WHAT IS REQUIRED:
Every line below that mentions the word "method" should be copied out.
- Opening Delimiter -
PR #380, opened 2017-07-18
Add textutils.formatDate()

Wilma456:
Since #183 we can get the number of days since 1970. This function give you the current date.

Example Code:
```
local nDay, nMonth, nYear = test(os.day("local"))
print("The Date is "..nDay.."."..nMonth.."."..nYear)
```
If you want to test this function with other dates visit https://www.epochconverter.com/date-difference and calculate the difference between 1.1.1970 and the date that you wish to test and add 1.

### DIFF
--- a/src/main/resources/assets/computercraft/lua/rom/apis/textutils.lua
+++ b/src/main/resources/assets/computercraft/lua/rom/apis/textutils.lua
@@ -52,6 +52,57 @@ function formatTime( nTime, bTwentyFourHour )
     end
 end
 
+local function isLeapYear( nNum )
+nNum = nNum / 4
+local a, b = math.modf( nNum )
+if b == 0 then
+    return true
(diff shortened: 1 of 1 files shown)


SquidDev:
It's worth noting that the leap year calculation is a little more complex. A leap year occurs if it is a multiple of 4 but not a multiple of 100 *unless* it is a multiple of 400.

I wonder if it would be better if there was an option for `os.day` to return a table, ala PUC Lua. That way we're not depending on ad-hoc calculations. Dates and times are very tricky things.

dan200:
The "local" and "utc" options to os.day/time are fourth wall breaking, and thus not really something that is "canonically" part of CraftOS. As this doesn't make sense for regular minecraft days (What month is "day 2"?), i'm hesitant to include this.

PR #381, opened 2017-07-18
Better Error for "Invalid color"

Wilma456:
the "Invalid color" error now contain the wrong color.

### DIFF
--- a/src/main/resources/assets/computercraft/lua/rom/apis/window.lua
+++ b/src/main/resources/assets/computercraft/lua/rom/apis/window.lua
@@ -274,7 +274,7 @@ function create( parent, nX, nY, nWidth, nHeight, bStartVisible )
         if type( color ) ~= "number" then 
             error( "bad argument #1 (expected number, got " .. type( color ) .. ")", 2 )
         elseif tHex[color] == nil then
-            error( "Invalid color", 2 )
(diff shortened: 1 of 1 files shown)


SquidDev:
Would it also be a good idea to include the value in the `TermAPI` error messages? I realise that is an out of bounds error instead, but might be a little more consistent.

src/main/resources/assets/computercraft/lua/rom/apis/window.lua
```diff
@@ -321,7 +321,7 @@ function create( parent, nX, nY, nWidth, nHeight, bStartVisible )
         if type( color ) ~= "number" then
             error( "bad argument #1 (expected number, got " .. type( color ) .. ")", 2 )
         elseif tHex[color] == nil then
-            error( "Invalid color", 3 )
+            error( "Invalid color (got " .. color .. ")", 2 )
```
lupus590: the 2 was a 3, is that an intended change?

Wilma456: Yes. There must be a 2 and not a 3.

SquidDev: @lupus590 I presume the 3 was a relic from when `window.setBackgroundColor` and `window.setBackgroundColour` were separate functions which deligated to this.

PR #384, opened 2017-07-26
Move bios.lua to /rom

Wilma456:
I see no reason, why the User can't read the code of bios.lua ingame. I've personally learned a lot while reading the code of CraftOS ingame. With this PR, all files of CraftOS are in /rom.


Wojbie:
Can you confirm that this won't interfere with #375 ?

SquidDev:
It shouldn't - the path in Computer.java has been changed. That being said, it would be good to double check this all works, if you haven't already.

Wilma456:
@lupus590 @SquidDev  Don't worry. I can confirm that everything works and that bios.lua can be replaced by a resourcepackk.

lupus590:
@Wilma456 Why am I tagged in that last post? Surely you meant @Wojbie

Wilma456:
@lupus590 Sorry

SquidDev:
I personally think #347 is a better solution to this problem - this way you're not exposing all the sandbox-related code (such as Lua 5.1 compat or metatable protection) to the user, but all the interesting stuff is still accessible.

Wilma456:
@SquidDev If someone want the code code to break the sandbox, he has much experience in LUA and he know, where to find the file. But a beginner who wants to read the code behind print(),write() or read() does this not know.

SquidDev:
@Wilma456 I agree with you entirely. I'm not suggesting separating the sandbox and CraftOS code for security reasons (an idea which is, as you rightly point out, absurd). However, I do think it would be "neater" if the two are separate as they do different things. In fact, it would probably be easier for those who want to go digging into the bios if all the metatable protection code is elsewhere.

Vexatos:
I agree with @SquidDev, the sandboxing magic isn't really something that a user should see.

roger109z:
@Vexatos couldn't they easily come here to read the sandboxing code if they were really trying to hack it?

BombBloke:
@roger109z: Sure, but there's a difference between digging into the mod's GitHub, and being exposed to those details while the mod's actually running. It's one thing for a user to *ignore* the fourth wall, but quite another to go ahead and break it *for* them.

xAnavrins:
What's the point of exposing it if you can't even modify it. 
Now that servers can make their own bios files, if some operator decides to put some moderation mechanism or sandboxing, that rely on being secret, they might want to keep it secret.

Otherwise, if you want to see the original bios, it's easily acquirable.

dan200:
Bios is somewhat behind the scenes, and it can now be replaced by resource packs anyway. So this isn't necessary.

PR #386, opened 2017-07-26
added a fifth argument to read

roger109z:
Simply added a fifth argument to read to control if print is fired at the end or not. This can be very useful if you are trying to put a text field at the bottom of the screen.

### DIFF
--- a/src/main/resources/assets/computercraft/lua/bios.lua
+++ b/src/main/resources/assets/computercraft/lua/bios.lua
@@ -283,7 +283,7 @@ function printError( ... )
     end
 end
 
-function read( _sReplaceChar, _tHistory, _fnComplete, _sDefault )
+function read( _sReplaceChar, _tHistory, _fnComplete, _sDefault, _bNewLine )
     if _sReplaceChar ~= nil and type( _sReplaceChar ) ~= "string" then
         error( "bad argument #1 (expected string, got " .. type( _sReplaceChar ) .. ")", 2 ) 
     end
@@ -295,6 +295,9 @@ function read( _sReplaceChar, _tHistory, _fnComplete, _sDefault )
     end
     if _sDefault ~= nil and type( _sDefault ) ~= "string" then
         error( "bad argument #4 (expected string, got " .. type( _sDefault ) .. ")", 2 ) 
+    end
+    if _bNewLine ~= nil and type( _bNewLine ) ~= "boolean" then
+        error( "bad argument #5 (expected boolean, got " .. type( _bNewLine ) .. ")", 2)
     end
     term.setCursorBlink( true )
 
@@ -548,7 +551,9 @@ function read( _sReplaceChar, _tHistory, _fnComplete, _sDefault )
     local cx, cy = term.getCursorPos()
     term.setCursorBlink( false )
     term.setCursorPos( w + 1, cy )
-    print()
+    if _bNewLine == nil or true then
+        print()
+    end
     
     return sLine
 end


SquidDev:
To quote #330:

> IMO if people need text-box like behaviour then they should writer their own, rather than just relying on read (or if you must, create a new window and use read inside that). Otherwise you run the risk of having a mess of arguments. To quote Dan from #319:
>
> > Read isn't really for "text boxes", it's for command lines

Whilst I can there may be times you don't want to print a newline, its rare enough that I'm not sure its worth adding a new argument - it's already a complicated signature as is. Just copy the `read` function and specialise it for your use-case, rather than creating a "super-duper READ-O-MATIC 4000 with turbo text entry".

roger109z:
I feel like this could be useful in many situations where you just don't want the read function to newline especially in command lines maybe you want more control of the cursor

Lignum:
> especially in command lines maybe you want more control of the cursor

Not really, as has been stated, `read()` is simply a utility to create simple CLIs, which almost universally function in this fashion. If you want something more powerful, you'd be better off writing your own prompt either way. Heck, I'd be surprised if there wasn't some library buried deep in the forums that allows you to do crazy things like that.

roger109z:
I would rather have it just not print at the end but prs can't break current programs in essence I want to take control away from read and give it to the program running it

Lignum:
Sure, but this is the fifth parameter already. `read` was designed for a very specific purpose, and not printing at the end would not be part of that purpose. Either way, I've suggested the addition of a `textutils.prompt` in #387, which I think would be a good compromise.

roger109z:
I feel like read should just be a barebones function that takes user input and provides an output and if you want more functionality you would have to go to something like textutils.prompt

dan200:
read() already has too many features. Just write your own library

lupus590:
@dan200  What do you think of a pull request to 'trim the fat' off of `read`?

BombBloke:
I'd quite like additional functionality that wraps completed filenames within quotes when they contain spaces. In its current state, though, the cleanest way I can see to do that is to add (wait for it...) a fifth argument, as the shell should have this behaviour and the Lua console shouldn't.

hugeblank:
@BombBloke what do you mean by that? Doesn't fs.list() already do what you want? I don't think I'm understanding exactly what you want...

Wojbie:
What he means is that if there is a space in filenames it should get autocompleted in the quotes. Sadly current system don't allow for that kind of modification of input line by anticompetitive functions. Currently they can only add not modify. This has side effect that if you auto complete filename with spaces you have to add quotes yourself or the command is not valid/pointing at wrong file. Per example `` edit file with spaces.lua `` points to file not "file with spaces.lua". Yet current auto competition is happy to compete it like that. It would make sense to think about ways to "solve" this issue.

hugeblank:
@wojbie ah... that makes sense. Thanks for the clarification! 

And yeah that would be a doozie to work out. If I wasn't in a very loud and busy place I would offer a concept of how to fix it...

BombBloke:
It's easy to fix, it's just a question as to where the toggle should go. Either `read` gets another parameter, or autocomplete functions gain a method of telling `read` to quote certain completions.

Wojbie:
Or a method to tell read to replace whole like with one provided instead of appending to make it more powerful. I might try PR that later today.

BombBloke:
How're things going with this, Wojbie? If you got stuck, I'd be quite happy to write it myself.

Wojbie:
[Take a look at it.](https://github.com/Wojbie/ComputerCraft/tree/Advanced-Autocompletion-Additions)
I just need to add some polish and check if i did not miss any bugs and it will be ok now. I think.
Always open to suggestions/mad yelling at stupid (or not stupid) errors.

Wojbie:
@BombBloke 
[Take a look at it.](https://github.com/Wojbie/ComputerCraft/tree/Advanced-Autocompletion-Additions)
I just need to add some polish and check if i did not miss any bugs and it will be ok now. I think.
Always open to suggestions/mad yelling at stupid (or not stupid) errors.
- Closing Delimiter -
COMPLETED EXERCISE:
It's easy to fix, it's just a question as to where the toggle should go. Either `read` gets another parameter, or autocomplete functions gain a method of telling `read` to quote certain completions.
Or a method to tell read to replace whole like with one provided instead of appending to make it more powerful. I might try PR that later today.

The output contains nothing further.